Comment 13 dave.anglin 2021-05-21 17:36:28 UTC
On 2021-05-21 12:15 p.m., jvb at cyberscience dot com wrote:
> I will test movl, break.x and nop.x. They have operands of 64, 62 and 62 bits,
> with very different layout to brl, so PCREL60 won't apply. One potential
> candidate is PCREL64 against a movl, I'll see if I can generate and test this
> and anything else I can find (it will be next week though).
Could you test the testcase with HP assembler and compare with GAS using objdump -r?
Comment 14 Sourceware Commits 2021-05-22 07:53:44 UTC
The master branch has been updated by Alan Modra <amodra@sourceware.org>:

https://sourceware.org/git/gitweb.cgi?p=binutils-gdb.git;h=d71893802fe424e3123ced8c6ed158958487f716

commit d71893802fe424e3123ced8c6ed158958487f716
Author: Alan Modra <amodra@gmail.com>
Date:   Sat May 22 12:59:36 2021 +0930

    Re: Fix offset for ia64 PCREL60B relocation on HP-UX
    
            PR 25599
            * config/tc-ia64.c (emit_one_bundle): Expand comment for HP-UX
            adjustment.  Add assertion.
            * testsuite/gas/ia64/reloc-mlx.d: Pass when slot 2 specified
            for PCREL60B.
Comment 15 Alan Modra 2021-05-22 08:13:53 UTC
Thanks for delving into this, as you can see I've updated the comment and made the testcase accept either slot 1 or 2 for PCREL60B.

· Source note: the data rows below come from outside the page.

PR #2126, opened 2026-09-02
settings: include xdp-dex.h for the dex_scheduler_spawnv fallback

### LINKED ISSUE #2125: settings.c fails to build when libdex does not provide dex_scheduler_spawnv
# settings.c fails to build when libdex does not provide dex_scheduler_spawnv

## Summary

`desktop-portal/settings.c` calls `dex_scheduler_spawnv()` but does not
`#include "xdp-dex.h"`. This only fails to compile when
`HAVE_DEX_SCHEDULER_SPAWNV` is 0 — i.e. when the linked `libdex` does not
export `dex_scheduler_spawnv` itself — because in that case the fallback
declaration lives in `xdp-dex.h` (guarded by `#if !HAVE_DEX_SCHEDULER_SPAWNV`),
which `settings.c` never includes.

## Reproduction

Build with a libdex version that lacks `dex_scheduler_spawnv`
(observed on Fedora 44 / `libdex-1.1.0-1.fc44`), with `-Dwerror=true`:

```
meson setup _build -Dwerror=true
ninja -C _build
```

Meson detects the missing function:

```
Checking for function "dex_scheduler_spawnv" with dependency libdex-1: NO
```

and then `ninja` fails in `settings.c`:

```
../desktop-portal/settings.c: In function 'on_impl_settings_changed':
../desktop-portal/settings.c:287:7: error: implicit declaration of function 'dex_scheduler_spawnv'; did you mean 'dex_scheduler_spawn'? [-Wimplicit-function-declaration]
  287 |       dex_scheduler_spawnv (NULL, 0,
      |       ^~~~~~~~~~~~~~~~~~~~
      |       dex_scheduler_spawn
../desktop-portal/settings.c:287:7: error: passing argument 1 of 'dex_future_first' makes pointer from integer without a cast [-Wint-conversion]
```

## Root cause

`dex_scheduler_spawnv` is a portal-internal wrapper defined in
`shared/xdp-dex.c` and declared in `shared/xdp-dex.h`:

```c
// shared/xdp-dex.h
#if !HAVE_DEX_SCHEDULER_SPAWNV
DexFuture *
dex_scheduler_spawnv (DexScheduler *scheduler,
                      gsize         stack_size,
                      GCallback     callback,
                      guint         n_params,
                      ...);
#endif /* !HAVE_DEX_SCHEDULER_SPAWNV */
```

The other callers (`shared/xdp-app-info-registry.c`, `shared/xdp-utils.c`)
include `xdp-dex.h`. `settings.c` does not, so when the fallback declaration
is required it is not visible and `dex_scheduler_spawnv` is treated as an
implicit function.

## Suggested fix

Add `#include "xdp-dex.h"` to `desktop-portal/settings.c`.

(Root-cause alternative that would also cover any future caller: have
`xdp-utils.h` or a common shared header include `xdp-dex.h`. But the minimal,
targeted fix is the `settings.c` include, consistent with the other callers.)

## Note

This is independent from the fixed crash in
[`authorize_callback`](https://github.com/flatpak/xdg-desktop-portal/issues/2123)
and the corresponding PR
[#2124](https://github.com/flatpak/xdg-desktop-portal/pull/2124).
It was found while trying to build that PR locally.

ZK-Andy:
Fixes #2125

`settings.c` calls `dex_scheduler_spawnv()` but never includes `shared/xdp-dex.h`, where the `!HAVE_DEX_SCHEDULER_SPAWNV` fallback declaration lives. On a libdex build without the function, meson reports `dex_scheduler_spawnv ... : NO` and the build fails with an implicit-declaration error at `settings.c:287`.

Adding the include is consistent with the other callers (`xdp-app-info-registry.c`, `xdp-utils.c`) which already include `xdp-dex.h`.

Verified: `gcc -fsyntax-only` on `settings.c` passes after this change.

### DIFF
--- a/desktop-portal/settings.c
+++ b/desktop-portal/settings.c
@@ -16,6 +16,7 @@
 
 #include "xdp-context.h"
 #include "xdp-dbus.h"
+#include "xdp-dex.h"
 #include "xdp-impl-dbus.h"
 #include "xdp-portal-config.h"
 #include "xdp-utils.h"


swick:
Thanks!

PR #2129, opened 2026-09-04
Add support for experimental portals

### LINKED ISSUE #2066: Add support for experimental portals
While working on new portals, it would be beneficial to have a feature flag system to get portals merged into `main` incrementally while they are being worked on to have smaller PRs/reviews and to get easier feedback from the community by having the patches in the central XDP repository and being able to enable the experimental portal at runtime. 

The in-progress credential portal, for example, uses the environment variable `XDG_DESKTOP_PORTAL_ENABLE_EXPERIMENTAL=portal1,portal2,...` as a feature flag.

Some considerations:
- what is the mechanism for providing the feature flag? An environment variable as above seems apt.
- How should we separate experimental portals at the D-Bus level?
  - what path should host experimental portals (`/org/freedesktop/portal/desktop/experimental`?)
  - should we have `experimental` somewhere in the interface name
- This requires work in the code generation and documentation scripts to visually differentiate the experimental portals in the documentation, and if we use a separate interface prefix, to strip the experimental interface prefix from the page title and generated method/class names.

iinuwa:
Fixes #2066.

### DIFF
--- a/desktop-portal/xdp-context.c
+++ b/desktop-portal/xdp-context.c
@@ -44,6 +44,7 @@
 #include "xdp-portal-config.h"
 #include "xdp-request.h"
 #include "xdp-session-persistence.h"
+#include "xdp-types.h"
 #include "xdp-utils.h"
 
 enum
@@ -341,13 +342,27 @@ xdp_context_take_and_export_portal (XdpContext             *context,
         }
     }
 
-  if (g_dbus_interface_skeleton_export (skeleton,
-                                        context->connection,
-                                        DESKTOP_DBUS_PATH,
-                                        &error))
-    g_debug ("Providing portal %s", name);
+  if (flags & XDP_CONTEXT_EXPORT_FLAGS_EXPERIMENTAL)
+    {
+      if (g_dbus_interface_skeleton_export (skeleton,
+                                            context->connection,
+                                            DESKTOP_EXPERIMENTAL_DBUS_PATH,
+                                            &error))
+        g_debug ("Providing experimental portal %s", name);
+      else
+        g_warning ("Exporting portal failed: %s", error->message);
+    }
+
   else
-    g_warning ("Exporting portal failed: %s", error->message);
+    {
+      if (g_dbus_interface_skeleton_export (skeleton,
+                                            context->connection,
+                                            DESKTOP_DBUS_PATH,
+                                            &error))
+        g_debug ("Providing portal %s", name);
+      else
+        g_warning ("Exporting portal failed: %s", error->message);
+    }
 
   g_hash_table_insert (context->exported_portals,
                        g_strdup (name),
--- a/doc/experimental-portals.rst
+++ b/doc/experimental-portals.rst
@@ -1,0 +1,66 @@
+..
+   SPDX-License-Identifier: LGPL-2.1-or-later
+   SPDX-FileCopyrightText: Copyright © the xdg-desktop-portal contributors
+
+Experimental Portals
+====================
+
+New portals are often developed in collaboration with both desktop developers
+and app developers. In order to get feedback on the portal, it may be
+beneficial to implement an experimental portal interface. These interfaces are
+intended to be temporary and do not promise any stability guarantees:
+developers should expect that these interfaces may change or become unavailable
+at any time.
+
+Interface Naming Conventions
+----------------------------
+
+Experimental portal frontends must follow the following conventions:
+
+- The frontend object path must be
+  ``/org/freedesktop/portal/desktop/experimental``. The backend object path
+  should be the same.
+- The interface name must follow the pattern
+  ``org.freedesktop.portal.Name.X#``, where ``#`` is a number that increments
+  on major changes to the experimental portal.
+- When the portal is promoted to stable, the ``.X#`` suffix in the interface
+  will be dropped, and the version property will be reset to ``1``.
+- The ``version`` property is a number that increments with minor changes to
+  the portal that are backwards compatible with previous client implementations
+  under the same major interface version. Clients should abort if the major
+  version ``X#`` does not match exactly or if the ``version``
+  property is lower than what they expect.
+
+Experimental Merge Requirements
+-------------------------------
+
+In order to be merged into the project as an experimental portal, experimental
+frontend implementations must meet minimum stability requirements, including:
+
+- The intent and design of the portal must be discussed with and accepted by
+  one of the committers.
+- The code must be reasonably correct so as not to cause security issues for
+  other portals running in the same process.
+- Code and commit message hygiene as documented in :doc:`pull-requests` must be
+  followed.
+
+Exposing Experimental Portals
+-----------------------------
+
+Like all other portals, experimental portals will not start unless a backend is
+configured and discovered at startup, so application developers will have to
+install and configure an appropriate backend in order for the frontend to
+become available. No other mechanism is required for exposing the experimental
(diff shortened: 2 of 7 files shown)


desktop-portal/xdp-context.c
```diff
@@ -341,9 +343,17 @@ xdp_context_take_and_export_portal (XdpContext             *context,
...
     }
 
+  if (flags & XDP_CONTEXT_EXPORT_FLAGS_EXPERIMENTAL)
+    {
+      object_path = DESKTOP_EXPERIMENTAL_DBUS_PATH;
+    }
+  else
+    {
+        object_path = DESKTOP_DBUS_PATH;
+    }
```
TheEvilSkeleton, line 365:
```suggestion
  if (flags & XDP_CONTEXT_EXPORT_FLAGS_EXPERIMENTAL)
    object_path = DESKTOP_EXPERIMENTAL_DBUS_PATH;
  else
    object_path = DESKTOP_DBUS_PATH;
```

TheEvilSkeleton (changes requested):

desktop-portal/xdp-context.c
iinuwa: I went ahead and moved the whole export block to the if statement so that it'd be clearer in the logs when the portal is being exported as experimental.

iinuwa:
@tytan652 or @swick, any comments on this documentation for experimental portals?

sjtrotter:
hi there,  i'm implementing some experimental backends that utilize this in anticipation of the merge.

full disclosure: i'm using claude and codex to assist with my builds.

originally my issue was with freerdp; i connect on a govcloud remote desktop that requires oauth sign in as well as smartcard support.

in exploring the code and playing around with it, i eventually landed on the idea for two separate portals: one for web authentication, and one for a smartcard/client certificate chooser.

the one i think has the most potential for acceptance is the cert chooser: https://github.com/sjtrotter/xdg-desktop-portal-certificate

i have a small fix that changes how the name is generated. this version parses the name as e.g. " Certificate . X 1" and the fix changes it to "Certificate (Experimental X1)". @iinuwa i can submit it to your branch as a PR for inclusion if you'd like to see it?

iinuwa:
@sjtrotter, sure that'd be helpful!

sjtrotter:
okay, just pushed it -- it should be with you for review

doc/experimental-portals.rst
```diff
@@ -0,0 +1,66 @@
...
+----------------------------
+
+Experimental portal frontends must follow the following conventions:
+
+- The frontend object path must be
+  ``/org/freedesktop/portal/desktop/experimental``. The backend object path
+  should be the same.
+- The interface name must follow the pattern
+  ``org.freedesktop.portal.Name.X#``, where ``#`` is a number that increments
+  on major changes to the experimental portal.
```
orowith2os, line 25: Backends usually expose these under names and paths like `org.freedesktop.impl.portal`, don't they?

doc/experimental-portals.rst
```diff
@@ -0,0 +1,66 @@
...
+frontend to application developers.
+
+Stable Promotion
+----------------
+
+In order to be promoted to stable, the experimental portal must:
+
+- Go through final review by the committers, including frontend code and
+  documentation for both the frontend and backend.
+- Be implemented and merged into at least one major backend implementation.
```
orowith2os, line 63: Why not 3? GNOME, KDE, and Cosmic, for example. Those are the major desktop environments I see floating around as of late, and having more than one major backend implementation means potentially exposing different problems that wouldn't show up otherwise.

doc/experimental-portals.rst
```diff
@@ -0,0 +1,66 @@
...
+at any time.
+
+Interface Naming Conventions
+----------------------------
+
+Experimental portal frontends must follow the following conventions:
+
+- The frontend object path must be
+  ``/org/freedesktop/portal/desktop/experimental``. The backend object path
+  should be the same.
```
swick, line 22: What's the reason for the different object path? The way I see it we either change the object path or we change the interface name. The interface name is conceptually the better fit because it describes the interface/API.

doc/experimental-portals.rst
```diff
@@ -0,0 +1,66 @@
...
+  on major changes to the experimental portal.
+- When the portal is promoted to stable, the ``.X#`` suffix in the interface
+  will be dropped, and the version property will be reset to ``1``.
+- The ``version`` property is a number that increments with minor changes to
+  the portal that are backwards compatible with previous client implementations
+  under the same major interface version. Clients should abort if the major
+  version ``X#`` does not match exactly or if the ``version``
+  property is lower than what they expect.
+
+Experimental Merge Requirements
```
swick, line 34: Not sure if this section actually says anything? All of that is trivially the case and follows from our existing guidelines.

doc/experimental-portals.rst
```diff
@@ -0,0 +1,66 @@
...
+  followed.
+
+Exposing Experimental Portals
+-----------------------------
+
+Like all other portals, experimental portals will not start unless a backend is
+configured and discovered at startup, so application developers will have to
+install and configure an appropriate backend in order for the frontend to
+become available. No other mechanism is required for exposing the experimental
+frontend to application developers.
```
swick, line 54: That is not how other portals work. There are some portals which do not require backends and they start automatically. I really think that we do need an explicit toggle for experimental portals.

swick (commented):
Thanks for pushing this.

doc/experimental-portals.rst
tytan652: In this case we will need to introduce staging portals, because not every non-stable needs to be behind an opt-in.

doc/experimental-portals.rst
tytan652: No it's worse because experimental portal should not be under the same path as stable ones.

Edit: The different paths is even the base of the idea discussed in the matrix room.

doc/experimental-portals.rst
iinuwa: no, the object path for backends is also typically `/org/freedesktop/portal/desktop`. `impl` is included in the backend interface though.

doc/experimental-portals.rst
iinuwa: I think that having 3 would slow down adoption too much. I think it would be better to keep it as 1 implementation and do a V2 if issues that require breaking changes come up in response to another implementation.

doc/experimental-portals.rst
iinuwa: I felt it was worth repeating here that these minimum requirements. For example, a portal might not be feature-complete before being merged as an experimental portal, but its security and code commit requirements need to match the standards of the rest of the project. Having it explicitly listed here can reduce arguments about it later on, rather than new contributors attempting to bypass security requirements "because it's just experimental."

Up to you if you prefer not to have the section.

doc/experimental-portals.rst
tytan652: We really need to make explicit to **app developer**  of when they are using non-stable Portal.

And putting them in the same object path as stable portals would be a wrong step.

We must not make stability-level confusing but clearly explicit (in code), we are at app level being too "cryptic" is the last thing we should do.

The object path is heavily visible and human readable so using `/org/freedeskktop/portal/experimental` should be heavily considered.

PS: If app developer don't to want to learn/understand some basics of D-Bus (or any other IPC), it's their problem.

PR #2130, opened 2026-09-05
build: Use libdex 1.2beta as subproject

iinuwa:
Since 81d24113d088685d26902d6d89e7dbe9e18ac2bb, we require more features from unreleased libdex, which now supports being used as a Meson subproject, so this PR uses that instead of our polyfills.

Draft for now because I can't test the container because Ubuntu's repos are being flaky right now.


iinuwa:
Looks like tests pass on gcc, but there's an upstream warning about atomics performance when with clang.

It seems that one way we can get around this by using `-mcx16` to require the `CMPXCHG16B` instruction, which is available on x86_64 processors since 2006. But the easy way to do that (setting `c_args` in the `default_options` of the libdex subproject) doesn't seem to work; maybe libdex doesn't respect c_args?

swick:
I'd rather not add subprojects for dependencies we link to from the system. You're the second person though, so I'm a bit unsure if we should just do it, but I really want to avoid packagers using libdex as a subproject.

iinuwa:
Yeah, that's sticky. If the system does provide a high enough version, then the system dependency is preferred, so this is a fallback for older systems/less bleeding edge, which is a bit better, but it still makes it easy for a packager to use the subproject.

I guess there's a few directions we could go:
- temporarily allow the subproject while libdex settles
  - - Perhaps we could gate it on debug builds only so that developers can continue working on it?
- leave it and wait until distros catch up
- Put a hold on bumping the version of libdex until it's been taken up by a couple of distros.

swick:
1.2 has been released now and we should bump our own version requirement to that, and I also don't think it's too bad to require building a single other dependency to get xdp working.

iinuwa:
So you're saying you don't want libdex as a subprojects? Ok, if we require 1.2, I think it will fail with a clearer error, so that works for me.

I can make that change when I get back to a computer.

iinuwa:
Dropped in favor of #2157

Interestingly, GNU ld seems to accept either slot 1 or 2 for PCREL60B.  At least, the gas/testsuite/gas/ia64/reloc-mlx testcase object with r_offset edited seems to produce the same final linked output as the original, for various --defsym bar=0x<hex_number>.
Comment 16 dave.anglin 2021-05-22 13:38:03 UTC
Thanks for adjusting the comment.

It seems the person that wrote the GNU ld code was aware of the ambiguity.  I suspect
there will be a need to implement the brl instruction in gcc for GNU Linux at some point,
so its good to know that linking with it works.